Exercise data: Begin

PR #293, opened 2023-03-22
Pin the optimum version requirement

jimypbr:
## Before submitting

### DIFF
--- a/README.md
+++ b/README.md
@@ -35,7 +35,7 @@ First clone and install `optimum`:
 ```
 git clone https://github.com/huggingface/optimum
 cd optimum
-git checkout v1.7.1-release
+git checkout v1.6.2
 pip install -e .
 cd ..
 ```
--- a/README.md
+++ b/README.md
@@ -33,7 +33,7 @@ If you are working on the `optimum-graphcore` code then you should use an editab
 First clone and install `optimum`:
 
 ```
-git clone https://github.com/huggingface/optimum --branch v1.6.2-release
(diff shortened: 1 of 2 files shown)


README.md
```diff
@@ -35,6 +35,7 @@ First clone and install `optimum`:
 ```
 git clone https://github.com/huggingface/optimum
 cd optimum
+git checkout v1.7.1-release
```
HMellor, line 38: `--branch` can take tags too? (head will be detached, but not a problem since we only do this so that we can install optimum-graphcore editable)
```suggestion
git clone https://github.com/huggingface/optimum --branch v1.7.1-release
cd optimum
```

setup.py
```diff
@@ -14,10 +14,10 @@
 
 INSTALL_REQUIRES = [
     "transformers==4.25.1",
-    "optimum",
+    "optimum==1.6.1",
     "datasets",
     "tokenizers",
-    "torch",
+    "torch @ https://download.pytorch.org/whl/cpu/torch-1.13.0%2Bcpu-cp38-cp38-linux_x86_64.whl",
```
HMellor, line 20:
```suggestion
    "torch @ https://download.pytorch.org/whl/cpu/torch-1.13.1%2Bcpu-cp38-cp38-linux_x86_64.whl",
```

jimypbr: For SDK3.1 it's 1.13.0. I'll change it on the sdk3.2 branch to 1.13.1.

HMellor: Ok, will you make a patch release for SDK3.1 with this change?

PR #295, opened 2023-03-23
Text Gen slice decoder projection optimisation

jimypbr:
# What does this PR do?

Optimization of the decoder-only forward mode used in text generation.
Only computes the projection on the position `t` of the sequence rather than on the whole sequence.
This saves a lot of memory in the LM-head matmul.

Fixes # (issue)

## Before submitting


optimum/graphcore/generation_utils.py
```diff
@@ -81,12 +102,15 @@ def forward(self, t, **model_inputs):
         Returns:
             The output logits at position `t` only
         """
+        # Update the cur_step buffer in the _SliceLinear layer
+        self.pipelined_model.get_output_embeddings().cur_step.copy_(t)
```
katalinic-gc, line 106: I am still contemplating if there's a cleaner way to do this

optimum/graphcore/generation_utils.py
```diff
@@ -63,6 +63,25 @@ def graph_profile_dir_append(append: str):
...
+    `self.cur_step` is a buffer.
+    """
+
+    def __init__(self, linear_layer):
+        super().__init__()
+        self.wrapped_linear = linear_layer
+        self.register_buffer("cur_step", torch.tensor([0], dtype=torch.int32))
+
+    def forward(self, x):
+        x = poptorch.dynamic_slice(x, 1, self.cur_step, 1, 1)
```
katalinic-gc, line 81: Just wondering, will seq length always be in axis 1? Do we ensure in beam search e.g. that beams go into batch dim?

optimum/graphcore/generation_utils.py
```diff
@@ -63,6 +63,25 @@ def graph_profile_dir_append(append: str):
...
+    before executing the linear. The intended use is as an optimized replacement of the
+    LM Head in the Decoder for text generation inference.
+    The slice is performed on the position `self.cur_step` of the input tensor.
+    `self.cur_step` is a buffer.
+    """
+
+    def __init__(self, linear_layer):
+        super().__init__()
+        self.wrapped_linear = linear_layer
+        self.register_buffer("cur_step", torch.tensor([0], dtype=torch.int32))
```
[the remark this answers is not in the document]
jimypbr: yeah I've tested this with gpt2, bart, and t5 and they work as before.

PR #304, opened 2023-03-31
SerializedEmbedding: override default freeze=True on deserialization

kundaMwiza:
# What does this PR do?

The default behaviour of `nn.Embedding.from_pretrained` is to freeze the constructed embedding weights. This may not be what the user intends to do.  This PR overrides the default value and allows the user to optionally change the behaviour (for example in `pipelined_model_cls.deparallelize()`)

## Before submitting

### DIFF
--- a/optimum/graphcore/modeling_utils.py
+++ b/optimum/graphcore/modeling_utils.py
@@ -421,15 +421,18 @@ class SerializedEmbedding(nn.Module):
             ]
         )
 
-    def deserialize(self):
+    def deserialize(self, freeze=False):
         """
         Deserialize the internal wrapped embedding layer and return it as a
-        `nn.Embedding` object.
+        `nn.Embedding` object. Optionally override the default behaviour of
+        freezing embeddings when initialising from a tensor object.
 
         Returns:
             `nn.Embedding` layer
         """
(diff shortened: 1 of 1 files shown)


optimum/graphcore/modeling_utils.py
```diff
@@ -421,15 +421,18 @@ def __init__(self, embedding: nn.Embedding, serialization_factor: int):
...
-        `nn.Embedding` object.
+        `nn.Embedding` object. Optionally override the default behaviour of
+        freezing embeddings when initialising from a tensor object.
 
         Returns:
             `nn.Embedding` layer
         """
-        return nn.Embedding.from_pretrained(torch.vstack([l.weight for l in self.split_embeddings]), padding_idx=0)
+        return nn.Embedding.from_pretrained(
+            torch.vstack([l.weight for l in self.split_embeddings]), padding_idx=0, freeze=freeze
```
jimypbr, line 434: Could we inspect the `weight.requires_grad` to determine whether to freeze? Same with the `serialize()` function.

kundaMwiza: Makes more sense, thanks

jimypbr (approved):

Exercise data: End

## [Problem details]
Character for character, output the whole material above.

## [Finished exercise]
PR #293, opened 2023-03-22
Pin the optimum version requirement

jimypbr:
## Before submitting

### DIFF
--- a/README.md
+++ b/README.md
@@ -35,7 +35,7 @@ First clone and install `optimum`:
 ```
 git clone https://github.com/huggingface/optimum
 cd optimum
-git checkout v1.7.1-release
+git checkout v1.6.2
 pip install -e .
 cd ..
 ```
--- a/README.md
+++ b/README.md
@@ -33,7 +33,7 @@ If you are working on the `optimum-graphcore` code then you should use an editab
 First clone and install `optimum`:
 
 ```
-git clone https://github.com/huggingface/optimum --branch v1.6.2-release
(diff shortened: 1 of 2 files shown)


README.md
```diff
@@ -35,6 +35,7 @@ First clone and install `optimum`:
 ```
 git clone https://github.com/huggingface/optimum
 cd optimum
+git checkout v1.7.1-release
```
HMellor, line 38: `--branch` can take tags too? (head will be detached, but not a problem since we only do this so that we can install optimum-graphcore editable)
```suggestion
git clone https://github.com/huggingface/optimum --branch v1.7.1-release
cd optimum
```

setup.py
```diff
@@ -14,10 +14,10 @@
 
 INSTALL_REQUIRES = [
     "transformers==4.25.1",
-    "optimum",
+    "optimum==1.6.1",
     "datasets",
     "tokenizers",
-    "torch",
+    "torch @ https://download.pytorch.org/whl/cpu/torch-1.13.0%2Bcpu-cp38-cp38-linux_x86_64.whl",
```
HMellor, line 20:
```suggestion
    "torch @ https://download.pytorch.org/whl/cpu/torch-1.13.1%2Bcpu-cp38-cp38-linux_x86_64.whl",
```

jimypbr: For SDK3.1 it's 1.13.0. I'll change it on the sdk3.2 branch to 1.13.1.

HMellor: Ok, will you make a patch release for SDK3.1 with this change?

PR #295, opened 2023-03-23
Text Gen slice decoder projection optimisation

jimypbr:
# What does this PR do?

Optimization of the decoder-only forward mode used in text generation.
Only computes the projection on the position `t` of the sequence rather than on the whole sequence.
This saves a lot of memory in the LM-head matmul.

Fixes # (issue)

## Before submitting


optimum/graphcore/generation_utils.py
```diff
@@ -81,12 +102,15 @@ def forward(self, t, **model_inputs):
         Returns:
             The output logits at position `t` only
         """
+        # Update the cur_step buffer in the _SliceLinear layer
+        self.pipelined_model.get_output_embeddings().cur_step.copy_(t)
```
katalinic-gc, line 106: I am still contemplating if there's a cleaner way to do this

optimum/graphcore/generation_utils.py
```diff
@@ -63,6 +63,25 @@ def graph_profile_dir_append(append: str):
...
+    `self.cur_step` is a buffer.
+    """
+
+    def __init__(self, linear_layer):
+        super().__init__()
+        self.wrapped_linear = linear_layer
+        self.register_buffer("cur_step", torch.tensor([0], dtype=torch.int32))
+
+    def forward(self, x):
+        x = poptorch.dynamic_slice(x, 1, self.cur_step, 1, 1)
```
katalinic-gc, line 81: Just wondering, will seq length always be in axis 1? Do we ensure in beam search e.g. that beams go into batch dim?

optimum/graphcore/generation_utils.py
```diff
@@ -63,6 +63,25 @@ def graph_profile_dir_append(append: str):
...
+    before executing the linear. The intended use is as an optimized replacement of the
+    LM Head in the Decoder for text generation inference.
+    The slice is performed on the position `self.cur_step` of the input tensor.
+    `self.cur_step` is a buffer.
+    """
+
+    def __init__(self, linear_layer):
+        super().__init__()
+        self.wrapped_linear = linear_layer
+        self.register_buffer("cur_step", torch.tensor([0], dtype=torch.int32))
```
[the remark this answers is not in the document]
jimypbr: yeah I've tested this with gpt2, bart, and t5 and they work as before.

PR #304, opened 2023-03-31
SerializedEmbedding: override default freeze=True on deserialization

kundaMwiza:
# What does this PR do?

The default behaviour of `nn.Embedding.from_pretrained` is to freeze the constructed embedding weights. This may not be what the user intends to do.  This PR overrides the default value and allows the user to optionally change the behaviour (for example in `pipelined_model_cls.deparallelize()`)

## Before submitting

### DIFF
--- a/optimum/graphcore/modeling_utils.py
+++ b/optimum/graphcore/modeling_utils.py
@@ -421,15 +421,18 @@ class SerializedEmbedding(nn.Module):
             ]
         )
 
-    def deserialize(self):
+    def deserialize(self, freeze=False):
         """
         Deserialize the internal wrapped embedding layer and return it as a
-        `nn.Embedding` object.
+        `nn.Embedding` object. Optionally override the default behaviour of
+        freezing embeddings when initialising from a tensor object.
 
         Returns:
             `nn.Embedding` layer
         """
(diff shortened: 1 of 1 files shown)


optimum/graphcore/modeling_utils.py
```diff
@@ -421,15 +421,18 @@ def __init__(self, embedding: nn.Embedding, serialization_factor: int):
...
-        `nn.Embedding` object.
+        `nn.Embedding` object. Optionally override the default behaviour of
+        freezing embeddings when initialising from a tensor object.
 
         Returns:
             `nn.Embedding` layer
         """
-        return nn.Embedding.from_pretrained(torch.vstack([l.weight for l in self.split_embeddings]), padding_idx=0)
+        return nn.Embedding.from_pretrained(
+            torch.vstack([l.weight for l in self.split_embeddings]), padding_idx=0, freeze=freeze
```
jimypbr, line 434: Could we inspect the `weight.requires_grad` to determine whether to freeze? Same with the `serialize()` function.

kundaMwiza: Makes more sense, thanks

jimypbr (approved):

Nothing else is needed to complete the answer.